Subjects and methods: Seventeen patients, who were first seen with a chief complaint about their cranial shape, were treated at Okinawa Pref. Nanbu Medical Center & Children’s Medical Center (16cases) and Sin-Yurigaoka general hospital (1 case) between 2006 and 2018. The definitive diagnosis was made by 3D-CT. All patients underwent magnetic resonance imaging to confirm the absence of morphological abnormalities in the brain.

All patients were judged to have surgical indications for typical non-syndromic CS, and cranioplasty was performed as early as possible.

Cases

Scaphocephaly (Table 1; cases 1–5): five cases. For the first three cases, a craniectomy was performed and an expanded suturectomy. Morphologically, the first patient had a somewhat navicular shape after surgery, which was not a satisfactory result. Urinary incontinence was observed at the age of 6 years, and there seemed to be some intellectual problems, but the child scored 96 on an IQ test and progressed to ordinary elementary and middle school, later advancing to an agriculture and forestry high schools (Fig. 1a) (case 1). In the second case, there was no problem with development, especially cosmetically (Fig. 1b) (case 2). The third case was diagnosed at 6 months of age, and a craniectomy that was expanded more than usual was performed. There was no speech at 1.5 years, and when a 3D-CT scan was taken, a slight triangular shape was observed and decompressive cranioplasty was enforced.

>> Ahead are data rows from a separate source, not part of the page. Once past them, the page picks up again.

PR #15, opened 2026-09-10
fix(website): the cookie notice's controls clear the 44px touch-target floor

fiorelorenzo:
## What this changes

The cookie notice's three controls were under the 44px touch-target floor this
milestone names: "Dettagli" measured 20px tall, "No" was 38×29 and "Va bene" 68×29.
Now every one of them is at least 44px in its smaller dimension on a phone, and the
notice stays the same quiet tier it was: no border-width bump, no fill, no shadow.

"No" and "Va bene" get `min-width`/`min-height: 2.75rem`, the same shape ORB-64 used
for the header and footer controls; the existing padding is untouched, since the
`min-width`/`min-height` floor alone already carries both axes. "Dettagli" sits
mid-sentence in the notice's paragraph, so a real `min-height` on it would force the
line apart and read as loud; it gets an invisible `::before` hit-slop instead
(`inset: -14px -4px`), which grows the clickable area without painting anything or
shifting a pixel.

The focus-visible state needed nothing: landing.css and orbiters.css each already carry
one page-wide `::where(a, button):focus-visible` rule, and the notice's controls are
real `<a>`/`<button>` elements, so they were already covered. I checked this with real
keyboard Tab presses rather than assuming it from the CSS.

Both `index.html` and `orbiters.html` carry the notice (it lives in `system.css`,
shared by both sheets), so I rendered both.

**A review round found and fixed one real bug.** The link's `::before` hit-slop is a
positioned box, so it paints after the non-positioned buttons in the CSS stacking
order; whenever the notice wraps its paragraph onto its own line, the slop's edge
crosses into the buttons' row and a click in that sliver landed on "Dettagli" instead
of "No". `.consent-actions` now gets `position: relative` so the row paints after the
slop in tree order (no visual change, z-index stays `auto`), which I verified resolves
every overlap in a sweep of widths 280-390px on both pages. The review also caught that
my first pass had widened the buttons' padding unnecessarily (the `min-width`/
`min-height` floor alone was enough), which was moving the notice's wrap threshold and
is exactly what created the overlap band in the first place -- reverting it removes
both the unwanted layout change and the bug's precondition.

## How I verified it

- `pnpm --filter website test` -- 193 passed, including a describe block in
  `consent.test.ts` that pins the rule shapes (the 2.75rem floor on both axes for the
  buttons, the hit-slop shape and stacking-order fix on the link, no border/fill
  added, no source-regex standing in for a DOM check).
- `pnpm --filter website lint` -- clean.
- `preflight --list` selected `website-lint`, `website-unit`, `website-build`,
  `website-types`, `website-e2e`, `website-image`, `identity-names` for the two
  changed files; all seven passed (`website-e2e`: 49 passed, re-run after the fix too).
- Real-render measurement at 390px, both pages, via a headless Chrome tab
  (`getBoundingClientRect`): "No" 44×44, "Va bene" 47.3×44 (`/pigrocrm`: 69.2×44), the
  "Dettagli" hit area at or above 44px on its smaller dimension in every case.
- A geometric overlap-and-`elementFromPoint` sweep from 280px to 390px on both pages,
  before and after the stacking fix: every width where the link's phantom hit-slop
  geometrically overlaps a button now resolves the click to the button, not the link.
- `uishot --axe --fail-on serious` at 390 and 1440 on both `/` and `/pigrocrm`: zero
  violations on all four runs, both before and after the review fix.
- Real keyboard navigation (Puppeteer's `page.keyboard.press('Tab')`, not a synthetic
  `.focus()` call) through both pages: reached "Dettagli", "No" and "Va bene" in that
  order, each showing `outline: 3px solid` in the page's own focus colour.
- `pixel.test.ts` unchanged and passing: the pixel still only loads after "Va bene".

The `::before` hit-slop on "Dettagli" still overlaps the line of text above it (there
is no text below, since the link is always the paragraph's last line on both pages at
both viewports I rendered). That line carries no other control, so nothing is stolen
from it, but a pointer over that band shows the link's cursor and hover state over
plain prose, which is inherent to the technique. I could not find a case where
"Dettagli" wraps to a line with content after it or before it that has its own control;
if a future copy change adds one, worth re-checking with a render.

## Screenshots

**1. The notice at 390px, `/` (orbiters.html)**
Consent notice at 390px on the community page, before and after

**2. The notice at 1440px, `/` (orbiters.html)**
Consent notice at 1440px on the community page, before and after

**3. The notice at 390px, `/pigrocrm` (index.html)**
Consent notice at 390px on the PigroCRM page, before and after

**4. The notice at 1440px, `/pigrocrm` (index.html)**
Consent notice at 1440px on the PigroCRM page, before and after

The "before" frames are `origin/main` (`1a23646`), built in a second worktree; the
"after" frames are this branch's final state, same data, same viewport.

Linear: ORB-87.

### DIFF
--- a/projects/website/src/consent.test.ts
+++ b/projects/website/src/consent.test.ts
@@ -294,13 +294,31 @@ describe('the notice clears the 44px touch-target floor without shouting (ORB-87
     expect(before).toMatch(/inset:\s*-14px -4px/)
   })
 
+  it('paints the buttons after the link\'s hit-slop, so a corner click cannot land on the wrong control', () => {
+    // `.consent a::before` is positioned, so without this it paints in tree order
+    // after the row of buttons and can win a hit test in the sliver where the slop
+    // reaches over this row (measured: a real overlap and click-theft toward
+    // "Dettagli" at some notice widths before this rule, none after). z-index stays
+    // auto -- this only changes paint order among same-level positioned boxes, not
+    // anything a reader sees.
+    expect(rule('.consent-actions')).toMatch(/position:\s*relative/)
+  })
+
   it('keeps every consent control a real `a`/`button`, so the shared focus-visible rule already covers it', () => {
     // landing.css and orbiters.css each carry one `::where(a, button…):focus-visible`
     // rule with no scope narrower than the whole page (landing-style.test.ts and
     // orbiters.test.ts hold those). This notice earns a visible focus ring for free
     // as long as consent.js keeps building real anchors and buttons rather than a
-    // `div` with a click handler -- which is what this test actually pins.
-    expect(js).toMatch(/document\.createElement\('a'\)/)
-    expect(js).toMatch(/document\.createElement\('button'\)/)
+    // `div` with a click handler -- checked here on the DOM the same file already
+    // builds, not by grepping the source for the word `createElement`.
+    run().start()
+    const box = notice()
+    expect(box?.querySelector('a')).toBeInstanceOf(window.HTMLAnchorElement)
+    for (const label of ['No', 'Va bene']) {
+      const control = [...(box?.querySelectorAll('button') ?? [])].find(
+        (candidate) => candidate.textContent === label,
+      )
+      expect(control, `nessun bottone "${label}"`).toBeInstanceOf(window.HTMLButtonElement)
+    }
   })
 })
--- a/projects/website/src/consent.test.ts
+++ b/projects/website/src/consent.test.ts
@@ -247,3 +247,60 @@ describe('when the browser refuses to remember anything', () => {
     }
   })
 })
+
+describe('the notice clears the 44px touch-target floor without shouting (ORB-87)', () => {
+  // The behavioural tests above build the notice in jsdom, which lays out no CSS at
+  // all: a real render is what actually proves a pixel size, and the PR this test
+  // ships with carries one (uishot at 390 and 1440, before and after). What a unit
+  // test can hold is the rule shape, so a later edit that quietly drops the floor or
+  // swaps it for a heavier control fails here before it fails on a phone.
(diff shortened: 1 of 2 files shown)


fiorelorenzo:
Independent review (dispatched read-only, not myself) found one real bug and one avoidable layout side effect:

1. **Blocker, fixed.** `.consent a::before` (the link's hit-slop) is a positioned box and paints after the non-positioned buttons, so whenever the notice wraps its paragraph onto its own line, the slop's edge crossed into the buttons' row. A real click in that sliver landed on "Dettagli" instead of "No". Verified: `getBoundingClientRect` + `elementFromPoint` against the built dist, sweeping widths 280-390px on both pages, both before and after. Fix: `.consent-actions { position: relative; }`, which puts the buttons later in the stacking paint order with no visual change (z-index stays `auto`). Every overlap I could still find after the fix resolves to the button.
2. **Medium, fixed.** My first pass widened the buttons' padding (0.5rem 0.9rem), which was unnecessary since `min-width`/`min-height: 2.75rem` already carries both axes, and it was what shifted the notice's flex-wrap threshold into the collision band above. Reverted to the original padding.
3. **Nit, adopted.** Swapped a source-regex assertion (`consent.js` contains the string `document.createElement('a')` somewhere) for one built on the DOM the same test file already constructs, since the regex was satisfied by unrelated code in the file and wouldn't survive a harmless refactor.

Left as-is: the reviewer's suggestion to add e2e coverage in `e2e/site.spec.ts` — that file is outside my ownership for this issue (I own `system.css`'s `.consent` block and `consent.test.ts` only), so I added a unit test pinning the stacking-order rule instead and verified the fix by hand with the sweep above.

Commit `248418a`. Re-ran the full suite, lint, axe (both pages, both viewports) and the 49-test e2e suite after the fix; all green.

Since the operation, there has been a catch up in development and it has become possible for the child to live normally. However, some intellectual problems persist, and the child is enrolled in a support class (Fig. 1c) (case 3).

Table 1: Summary of the patients M; male F; female

Fig. 1: Scaphocephaly 1

a: In the first case, suturectomy resulted in a relatively long head (Table 1;1) 

b: In the second case, suturectomy resulted in a good outcome (Table 1;2)

c: In the third case, suturectomy resulted in a good outcome (left column). One year later the patient developed mild trigonocephaly, which was successfully treated (right column) (Table 1;3)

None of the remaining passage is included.